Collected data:
********************

PR #596, opened 2020-05-11
PDF-HUL-117: rotation property not a Simple object

samalloing:
Hi @carlwilson,
I was working on the error PDF-HUL-117 and I tested the provided Example. I noticed the rotation property was null and that this should process properly. The error what occurred was a casting error. The problem is that the object returned for DICT_KEY_ROTATE was a PdfIndirectObj and not a PdfSimpleObject. So I added code to make the PdfIndirectObj a PdfSimpleObject. Now the Example is processed without any problems and is the file valid and well-formed.
I expect the same thing can happen for the other properties. If you approve this, I change the other properties as well.

I'm sorry if this is the wrong way of doing things, but I didn't succeed to do cherry-picking with one commit. I hope this doesn't messes up things

Sam

### DIFF
--- a/extramodules/it/eng/jhove/module/odf/OdfModule.java
+++ b/extramodules/it/eng/jhove/module/odf/OdfModule.java
@@ -102,6 +102,10 @@ public class OdfModule extends ModuleBase implements Module {
 											  "Open Document Format Global Text Document",
 											  "Open Document Format HTML Text Document Template"};
 
+    private static final String TEMP_ODF = "odfTemp";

********************

* **WHAT NEEDS TO BE DONE**
In the records above, how many lines hold the string "jhove"? Reply with only the number.

* **RESULT OF THE TASK**
2